Speeding up data import to Neo4j v5 and CSV format data #57

Open nickzren opened 10 months ago

nickzren commented 10 months ago

I encountered challenges while trying to load Hetionet data into my updated MacBook's Neo4j version 5.13. The existing Neo4j dumps were no longer compatible, and directly importing the data in JSON format was too time-consuming, taking an estimated 10+ hours.

To address this, I've written a script that efficiently converts JSON data to CSV format without any loss in node, edge, or property value information. The JSON-to-CSV conversion takes approximately 30 seconds, while uploading the CSV to Neo4j takes around 40 seconds.

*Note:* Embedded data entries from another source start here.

PR #3273, opened 2022-03-31
feat(styles): add delta theming for Calendar [ci visual]

mikerodonnell89:
part of #3213

PR #3357, opened 2022-04-25
fix(styles): calendar year/month buttons

platon-rov:
## Related Issue

Closes none.
Follow-up https://github.com/SAP/fundamental-styles/pull/3273.

## Description

Year & Month buttons markup refactoring inside the Calendar component.

## Screenshots

Shouldn't be any changes.

## BREAKING CHANGE

* markup changed for the year/month items in the calendar. 

_Breaking change described in section https://github.com/SAP/fundamental-styles/wiki/Breaking-Changes#calendar-3273_

### DIFF
--- a/stories/calendar/calendar.stories.js
+++ b/stories/calendar/calendar.stories.js
@@ -343,68 +343,68 @@ export const Months = () => `<div style="display: flex; justify-content: space-a
                         <tr class="fd-calendar__row">
                             <td role="gridcell" class="fd-calendar__item fd-calendar__item--current">
                                 <button class="fd-button fd-button--transparent fd-calendar__item-button" type="button">
-                                    <span class="fd-calendar__text" role="button">January</span>
+                                    <span class="fd-calendar__text">January</span>
                                 </button>
                             </td>
                             <td role="gridcell" class="fd-calendar__item">
                                 <button class="fd-button fd-button--transparent fd-calendar__item-button" type="button">
-                                    <span class="fd-calendar__text" role="button">February</span>
+                                    <span class="fd-calendar__text">February</span>
                                 </button>
                             </td>
                             <td aria-selected="true" role="gridcell" class="fd-calendar__item">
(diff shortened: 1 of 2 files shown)


stories/calendar/calendar.stories.js
```diff
@@ -341,47 +341,71 @@ export const Months = () => `<div style="display: flex; justify-content: space-a
                 <table class="fd-calendar__table" role="grid">
                     <tbody class="fd-calendar__group">
                         <tr class="fd-calendar__row">
-                            <td role="gridcell" class="fd-calendar__item fd-calendar__item--current fd-button fd-button--transparent">
-                                <span class="fd-calendar__text" role="button">January</span>
+                            <td role="gridcell" class="fd-calendar__item fd-calendar__item--current">
+                                <button class="fd-button fd-button--transparent fd-calendar__item-button" type="button">
```
InnaAtanasova, line 345: why do you need `type="button"` when you have a native button element?

stories/calendar/calendar.stories.js
```diff
@@ -341,47 +341,71 @@ export const Months = () => `<div style="display: flex; justify-content: space-a
...
+                                    <span class="fd-calendar__text" role="button">January</span>
```
InnaAtanasova, line 346: should this have a role of button? isn't it just text now?

InnaAtanasova (changes requested):
The focus is no longer working for Calendar.

InnaAtanasova:
Screen Shot 2022-04-25 at 12 18 05 PM

Hover on selected state is not correct.

stories/calendar/calendar.stories.js
InnaAtanasova: You marked this as resolved but neither changed it nor responded :) 
`<button type="button>` is different from a simple `<button>` with a blank or missing type attribute only in a `form`. There the default type is submit so it makes sense to specify the type, but in the Calendar case I don't see why it's needed.

InnaAtanasova (approved):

I've organized each node and edge type into its own respective CSV file and accompanying Cypher script. I believe this will make it easier for people to understand and work with the data.

If this sounds useful, I'd be open to integrating these changes into the main branch. Let me know your thoughts.

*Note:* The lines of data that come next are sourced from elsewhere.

PR #3358, opened 2022-04-25
feat(styles): popover body compact, arrow position fix

platon-rov:
## Related Issue

Closes none.

## Description

Popover's arrow placement fix.

### Before:

image

### After:

image

### DIFF
--- a/src/styles/popover.scss
+++ b/src/styles/popover.scss
@@ -15,8 +15,8 @@ $block: #{$fd-namespace}-popover;
   $fd-popover-arrow-width: 1rem !default;
   $fd-popover-arrow-height: 0.5rem !default;
   $fd-popover-arrow-width-half: $fd-popover-arrow-width * 0.5 !default;
-  $fd-popover-arrow-offset: 0.625rem;
-  $fd-popover-arrow-offset-compact: 0.5rem;
+  $fd-popover-arrow-offset: 0.575rem;
+  $fd-popover-arrow-offset-compact: 0.44rem;
   $fd-popover-inline-help-arrow-offset: 0.25rem !default;
   $fd-popover-arrow-color: var(--sapContent_ForegroundBorderColor) !default;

You can find the revised code at: https://github.com/nickzren/hetionet/tree/csv

dhimmel commented 10 months ago

Awesome work @nickzren. Nice job finding an efficient import method that works with the latest Neo4j stack.

I took a quick look at the changes and I'll need a little more time to think about where the code belongs... since it could possibly live in dhimmel/integrate or hetio/hetnetpy rather than in this repo whose focus is more the data and not the code to generate the data.

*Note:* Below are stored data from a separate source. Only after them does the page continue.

PR #3362, opened 2022-04-27
fix(styles): load styles once

N1XUS:
## Related Issue
Closes none

## Description
Previously, componentStylesManager loaded styles for every example. This created an overhead of loaded identical style files, which could cause hang of the developer tools of the browser. This behaviour was changed that only unique hrefs will be loaded now.

### Before:
image

### After:
image


platon-rov (approved):
good job!

InnaAtanasova (approved):

PR #1425, opened 2023-05-31
fix(multiple-choice): avoid duplicate id for choice in case ebsr-PD-2831

arimieandreea:


arimieandreea:
https://illuminate.atlassian.net/jira/software/c/projects/PD/issues/PD-2831

PR #1434, opened 2023-06-09
fix(graphing): PD-2873 alternates out of order when deleted

arimieandreea:


arimieandreea:
https://illuminate.atlassian.net/jira/software/c/projects/PD/issues/PD-2873

PR #1457, opened 2023-07-10
fix(graphing): PD-2976 - add validation info to correct answer

arimieandreea:


arimieandreea:
https://illuminate.atlassian.net/jira/software/c/projects/PD/issues/PD-2976

PR #1460, opened 2023-07-12
Fix/pd 2904

arimieandreea:


arimieandreea:
https://illuminate.atlassian.net/browse/PD-2904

Taking a step back, there's a couple contributions that will be of major utility (in order of importance/interest):

  1. a neo4j dump file that is compatible with neo4j 5 (and possibly future neo4j versions)
  2. code to generate the neo4j database and dump file (i.e. your csv branch)
  3. the csv files, but I'm a little cautious in that they have some similarities with the TSV files and we'd want to understand and document the differences.

Any thoughts?

nickzren commented 10 months ago

Thanks @dhimmel

I recognize the primary aim of this repo is data-centric rather than code-centric. However, I respectfully suggest that including data-specific scripts, such as Python and Cypher, could add value. No strong opinion here, and I'll defer to your ultimate decision on the matter.

The CSV data is derived from JSON files and serves as a comprehensive dataset, including all properties for both nodes and edges.

CSV files and Cypher scripts are generated simultaneously to ensure data type consistency, making the data import into Neo4j unaffected by version changes.

Having separate CSV files for nodes and edges not only enhances the framework's comprehensibility but also allows users to easily choose or modify or extend the data.

I encountered difficulties with restoring from Neo4j dump files and couldn't resolve the issues, so I began exploring alternative solutions.

I'm still learning about this and graph databases, so any corrections are welcome.